| Goal of the exercise |
With both ends included, repeat exactly the lines of the entries below from the one containing "- splitting strings" down to the one containing "-1,9 +1,19 @@", and no others.

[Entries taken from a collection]
--- --- ---
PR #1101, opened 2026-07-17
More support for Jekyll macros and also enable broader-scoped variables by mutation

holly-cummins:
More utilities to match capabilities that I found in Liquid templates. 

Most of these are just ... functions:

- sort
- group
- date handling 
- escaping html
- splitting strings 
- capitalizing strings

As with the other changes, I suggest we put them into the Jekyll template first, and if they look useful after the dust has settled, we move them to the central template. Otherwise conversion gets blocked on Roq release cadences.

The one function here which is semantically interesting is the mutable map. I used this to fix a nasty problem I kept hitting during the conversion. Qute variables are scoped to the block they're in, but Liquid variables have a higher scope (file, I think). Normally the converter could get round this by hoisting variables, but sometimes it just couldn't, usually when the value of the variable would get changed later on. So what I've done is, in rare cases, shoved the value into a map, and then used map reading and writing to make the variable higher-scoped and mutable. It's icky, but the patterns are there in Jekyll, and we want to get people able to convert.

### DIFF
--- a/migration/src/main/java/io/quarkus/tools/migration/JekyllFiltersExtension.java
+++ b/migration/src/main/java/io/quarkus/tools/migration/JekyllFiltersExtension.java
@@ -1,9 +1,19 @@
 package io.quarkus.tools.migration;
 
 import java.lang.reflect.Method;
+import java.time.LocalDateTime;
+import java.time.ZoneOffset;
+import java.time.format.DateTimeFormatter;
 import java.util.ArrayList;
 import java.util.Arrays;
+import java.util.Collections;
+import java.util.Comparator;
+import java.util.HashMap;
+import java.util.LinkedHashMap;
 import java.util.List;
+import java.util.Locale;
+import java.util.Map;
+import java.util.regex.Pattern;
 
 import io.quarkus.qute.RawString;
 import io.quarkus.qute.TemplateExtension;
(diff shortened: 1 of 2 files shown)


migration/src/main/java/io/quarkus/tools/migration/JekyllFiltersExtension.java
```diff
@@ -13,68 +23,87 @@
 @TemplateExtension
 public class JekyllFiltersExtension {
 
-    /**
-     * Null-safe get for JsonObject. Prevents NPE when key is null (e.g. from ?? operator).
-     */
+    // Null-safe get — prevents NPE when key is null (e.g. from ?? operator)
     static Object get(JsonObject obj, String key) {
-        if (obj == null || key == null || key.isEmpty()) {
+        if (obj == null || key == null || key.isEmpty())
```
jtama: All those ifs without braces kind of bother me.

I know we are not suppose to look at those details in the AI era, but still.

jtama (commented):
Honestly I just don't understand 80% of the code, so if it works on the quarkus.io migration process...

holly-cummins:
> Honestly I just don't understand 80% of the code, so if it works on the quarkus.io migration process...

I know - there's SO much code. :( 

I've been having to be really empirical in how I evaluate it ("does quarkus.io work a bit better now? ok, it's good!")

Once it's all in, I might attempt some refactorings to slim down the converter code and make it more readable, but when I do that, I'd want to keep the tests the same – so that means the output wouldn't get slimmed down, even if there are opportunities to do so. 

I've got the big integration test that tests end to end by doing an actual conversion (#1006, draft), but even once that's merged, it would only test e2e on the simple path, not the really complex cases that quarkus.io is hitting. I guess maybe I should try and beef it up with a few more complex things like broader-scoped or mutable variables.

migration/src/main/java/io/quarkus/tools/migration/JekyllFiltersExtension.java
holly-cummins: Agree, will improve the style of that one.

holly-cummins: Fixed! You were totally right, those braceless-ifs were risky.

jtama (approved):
--- --- ---
| The completed task |
- splitting strings 
- capitalizing strings

As with the other changes, I suggest we put them into the Jekyll template first, and if they look useful after the dust has settled, we move them to the central template. Otherwise conversion gets blocked on Roq release cadences.

The one function here which is semantically interesting is the mutable map. I used this to fix a nasty problem I kept hitting during the conversion. Qute variables are scoped to the block they're in, but Liquid variables have a higher scope (file, I think). Normally the converter could get round this by hoisting variables, but sometimes it just couldn't, usually when the value of the variable would get changed later on. So what I've done is, in rare cases, shoved the value into a map, and then used map reading and writing to make the variable higher-scoped and mutable. It's icky, but the patterns are there in Jekyll, and we want to get people able to convert.

### DIFF
--- a/migration/src/main/java/io/quarkus/tools/migration/JekyllFiltersExtension.java
+++ b/migration/src/main/java/io/quarkus/tools/migration/JekyllFiltersExtension.java
@@ -1,9 +1,19 @@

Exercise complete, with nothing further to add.